Sunday, January 31, 2010

ahhh... maybe it's easier to mope but whatever

it's really weird to suddenly not be working towards anything. i admit that while not ambitious, i need to achieve things. this is why i often go mad during summers when not working or studying. (but then again, both summer internships in the past drove me nuts too). i also obsess over straight As, but interest and dare i say it, passion, always motivate my choice of classes. and once upon a time back in high school, i even worked out just for the sake of feeling a sense of achievement. gone are those days of total self discipline :P. (i was driven by a system of punishments - no ice cream and $50 deductions in allowance - and reward - ice cream lol).

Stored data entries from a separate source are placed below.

PR #484, opened 2025-03-06
Feat/timeout for `q` & `pull`

baibhavbista:
Adds a timeout to `q` and `pull`

Mostly inspired from the timeout approach in datalevin: https://github.com/juji-io/datalevin/blob/master/src/datalevin/timeout.clj

Is this approach correct, @tonsky ? (seems to work, based on my tests)

### DIFF
--- a/src/datascript/query.cljc
+++ b/src/datascript/query.cljc
@@ -13,6 +13,7 @@
                                                  FindColl FindRel FindScalar FindTuple PlainSymbol
                                                  RulesVar SrcVar Variable]])]
     [datascript.pull-api :as dpa]
+    [datascript.timeout :as timeout]
     [datascript.util :as util])
   #?(:clj
      (:import
@@ -48,6 +49,10 @@
      (.write w ", :tuples [")
      (.write w (str/join " " (map seq (:tuples r))))
      (.write w "]}")))
+
+(defn relation! [attrs tuples]
+  (timeout/assert-time-left)
+  (Relation. attrs tuples))
 
 
 ;; Utilities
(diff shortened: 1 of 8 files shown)


src/datascript/query.cljc
```diff
@@ -975,38 +983,41 @@
...
+    (->> (for [tuple resultset]
+           (mapv
+            (fn [parsed-opts el]
+              (if parsed-opts
+                (dpa/pull-impl parsed-opts el)
+                el))
+            resolved
+            tuple))
+         ;; realize lazy seq because this is the last step anyways, and because if we don't realize right now then binding for timeout/*deadline* does not work
+         doall)))
```
baibhavbista, line 995: another change which is not present in [datalevin timeout PR](https://github.com/juji-io/datalevin/pull/150). This is needed otherwise `pull` within `find` spec of `q` do not obey timeout

src/datascript/query.cljc
```diff
@@ -975,38 +983,41 @@
...
-      (:with q)
-      (mapv #(vec (subvec % 0 result-arity)))
-      (some dp/aggregate? find-elements)
-      (aggregate find-elements context)
-      (some dp/pull? find-elements)
-      (pull find-elements context)
-      true
-      (-post-process find (:qreturn-map parsed-q)))))
+  (let [parsed-q      (lru/-get *query-cache* q #(dp/parse-query q))]
+    (binding [timeout/*deadline* (timeout/to-deadline (:qtimeout parsed-q))]
```
baibhavbista, line 999: main change here is just the addition of the `binding` in the middle of the `let`

baibhavbista:
Sorry just seeing your reply now @tonsky !

The main usecase is when allowing end users to be able to run their own queries. Queries not properly written can cause combinatorial explosion of candidates, and lead either to OOM or to the application freezing for a non-allowably-long period of time (common use case of datascript running in the main thread in browser). In these cases, a timeout allows one to stop the query partway through if the time taken exceeds a value we deem reasonable.

Re: your implementation notes, I will go through them properly next week. BTW, as I mentioned in the PR description, most of your "why"s could be answered by "it was done that way in datalevin, and the relevant parts of the two codebases looked similar enough that I just recreated the same changes here in datascript". I will more properly think about your notes and reply/fix soon though

Issue #424, opened 2022-02-07
Allow calling `clojure.core` functions in queries


zoren:
In Datomic:
```
(q
 '[:where
   [(ground {}) ?m]
   [(assoc ?m :x 5) ?m2]
   :find ?m2 .])
```
returns `{:x 5}`. But it fails in datascript with `clojure.lang.ExceptionInfo: Unknown function 'assoc in [(assoc ?m :x 5) ?m2]`

Should we allow all functions in `clojure.core` (except `eval`) in datascript as well?

tonsky:
I think you can call any function by fully qualifying its name (in Clojure). We might also check clojure.core by default, I guess

zoren:
> I think you can call any function by fully qualifying its name (in Clojure). We might also check clojure.core by default, I guess

Ah thanks didn't know. If we did we wouldn't need to list them explicitly here: https://github.com/tonsky/datascript/blob/master/src/datascript/built_ins.cljc#L80

tonsky:
Those are for ClojureScript, since it doesn’t have runtime resolve

PR #488, opened 2025-06-23
Document namespaced clojure function requirement

jessie-ross:
I haven't used Datomic, but I have been following it's documentation to learn Datascript, I believe have found this gap in the behaviour between Datomic and Datascript queries, it would be good to document it:
- https://github.com/tonsky/datascript/issues/424

### DIFF
--- a/README.md
+++ b/README.md
@@ -276,6 +276,7 @@ Interface differences:
 * Attributes do not have to be declared in advance. Put them to schema only when you need special behaviour from them
 * Any type can be used for values
 * No `:db/ident` for attributes, keywords are _literally_ attribute values, no integer id behind them
+* All Clojure functions must be fully namespaced in queries
 * No schema migrations
 * No full-text search, no partitions
 * No external dependencies


tonsky:
This is not exactly true. These functions don’t need to be qualified: https://github.com/tonsky/datascript/blob/8c01d1b7e401ab1765f2933164267922f550d753/src/datascript/built_ins.cljc#L81-L99

For custom functions, in CLJS even fully-qualified won’t work. You’ll have to pass fn as an argument.

Finally, Datomic seems to require fully-qualified too:

Screenshot 2025-06-23 at 11 59 32

jessie-ross:
> Finally, Datomic seems to require fully-qualified too:
 
Ah I wasn't clear enough perhaps, I mean `clojure.core` functions, see this example:

```clojure
(require '[datomic.api :as d :refer [q db]])

(def uri "datomic:dev://localhost:4334/mbrainz-1968-1973")
(def conn (d/connect uri))
(def the-db (d/db conn))


;; Check I am running this correctly:
(d/q '[:find ?artist-name .
       :in $
       :where
       [?a :artist/name   ?artist-name]
       [?t :track/artists ?a]
       [?t :track/name    "Baby's Heartbeat"]]
     the-db) ;; => "John Lennon"

;; clojure.core/concat is included
(d/q '[:find ?result .
       :in $ ?a ?b
       :where
       [(concat ?a ?b) ?result]]
     the-db ["a"] ["b"]) ;; => ("a" "b")

;; Checking if it includes symbols present in the current namespace
(defn foo [a] (str a "-foo"))

;; It doesn't
(d/q '[:find ?result .
       :in $ ?a
       :where
       [(foo ?a) ?result]]
     the-db "a") ;; => Unable to resolve foo in this context

(d/q '[:find ?result .
       :in $ ?a
       :where
       [(user/foo ?a) ?result]]
     the-db "a") ;; => "a-foo"
```

I was following [this blog post](https://hashrocket.com/blog/posts/using-datomic-as-a-graph-database) and tripped over the difference between datomic and datascript on functions like `concat`, and `butlast`. I am not sure whether just Datomic has a larger amount of functions allowed or whether it includes `clojure.core`.

Now that I've solved the issue it isn't of great importance to me, but I was thinking it might be nice to document it.

PR #492, opened 2025-10-09
perf: Skip storage writes for no-op transactions

jxonas:
### Summary

Optimizes storage behavior by skipping persistence when transactions produce no datoms. This avoids unnecessary I/O for empty transactions and operations that add redundant or retract non-existent facts.

### Problem

Currently, when a connection is associated with `:storage`, `d/transact!` always calls `storage/-store`, even when the transaction's `:tx-data` is empty. This happens for:

- Empty transactions: `(d/transact! conn [])`
- Adding redundant facts
- Retracting non-existent facts

These no-op transactions trigger unnecessary storage writes, impacting performance in scenarios with many such transactions.

### Solution

Modified `-transact!` in `src/datascript/conn.cljc` to check `(seq datoms)` before executing storage logic. Storage writes are now skipped when `:tx-data` is empty.

**Key points:**
- No change to transaction semantics
- TxReport structure remains unchanged
- Listeners still fire normally
- Tempid resolution unaffected
- All existing tests pass

### DIFF
--- a/src/datascript/conn.cljc
+++ b/src/datascript/conn.cljc
@@ -89,21 +89,22 @@
           (vreset! *report r)
           (:db-after r))))
     #?(:clj
-       (when-some [storage (storage/storage @conn)]
-         (let [{db     :db-after
-                datoms :tx-data} @*report
-               settings (set/settings (:eavt db))
-               *atom    (:atom conn)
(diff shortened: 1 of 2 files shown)


tonsky:
Thanks! Merged and released 1.7.7

tonsky:
\*1.7.8

PR #494, opened 2026-02-16
Migrate persistent-sorted-set to org.replikativ fork

BuddhiLW:
## Summary

- Migrate from `persistent-sorted-set/persistent-sorted-set 0.3.0` to `org.replikativ/persistent-sorted-set 0.3.118`
- Update both `deps.edn` and `project.clj`

## Motivation

The original `persistent-sorted-set/persistent-sorted-set` artifact appears to be unmaintained (last release: 0.3.0). The `org.replikativ/persistent-sorted-set` fork is actively maintained and version 0.3.118 preserves the same `me.tonsky.persistent-sorted-set` Clojure namespace — fully API-compatible, no code changes needed.

This resolves classpath conflicts in projects that combine DataScript with [Datahike](https://github.com/replikativ/datahike), which already depends on the replikativ fork. Currently, both artifacts end up on the classpath with different group IDs for the same library, causing version resolution issues (especially when `org.replikativ/persistent-sorted-set` resolves to 0.4.x which renamed the namespace to `org.replikativ.persistent-sorted-set`).

## Testing

- Verified `datascript.core` loads successfully with the new dependency
- No code changes required — the fork preserves the `me.tonsky.persistent-sorted-set` namespace at 0.3.x


tonsky:
Hey, thanks for opening the issue. I spoke with @whilo about the fork, for me it’s too much work to merge or even switch to it. If it’s as simple as changing a dependency then you can do it in your own deps.edn with :exclude, but if it’s not I am not prepared at the moment to do the migration. So we decided that they will keep working on their fork as a separate project (which is I think for the better: it seems far ahead of PSS).

Namespace wise, I think two different libraries should provide two different namespaces, but they should change it IMO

but lately i don't have any goals. the future lies like a dizzying map of stars, so distant and incomprehensible in its cosmic laws and logic. i'm beginning to lose faith because it seems like i won't get what i want even though we have been working for the past 5 months trying to get it. such perseverance, industry, and moral strength then... ... nothing? why does it have to be this hard? and why do things always seem easier for others? to think about how many applications and essays i've critiqued for others... how many times i set aside my own work to edit another statement on math, biomedical engineering, medicine, environmental science, economics. i really try hard to help my dear friends get into their dream schools and companies. why am i failing now --

i need to learn patience and have faith that things eventually get better. (i know they do. i am just throwing tantrums.) i know i should savour this semester, but part of me just wants to hurry and spend time with you, wherever that may be, because no one inspires me to goodness and wisdom as much as you. compared to you, i'm selfish, immature, vulnerable, impatient, mean. i just want to be around such a person. i'm not in it just for the fun of love, nor for money, pride, or even the security of being in a relationship. you love me the way that i want to be loved, and that is such a rare and beautiful thing.

so what am i saying. well, i'm not really sure. i guess i need some direction. and i need these two weeks to be over and done with.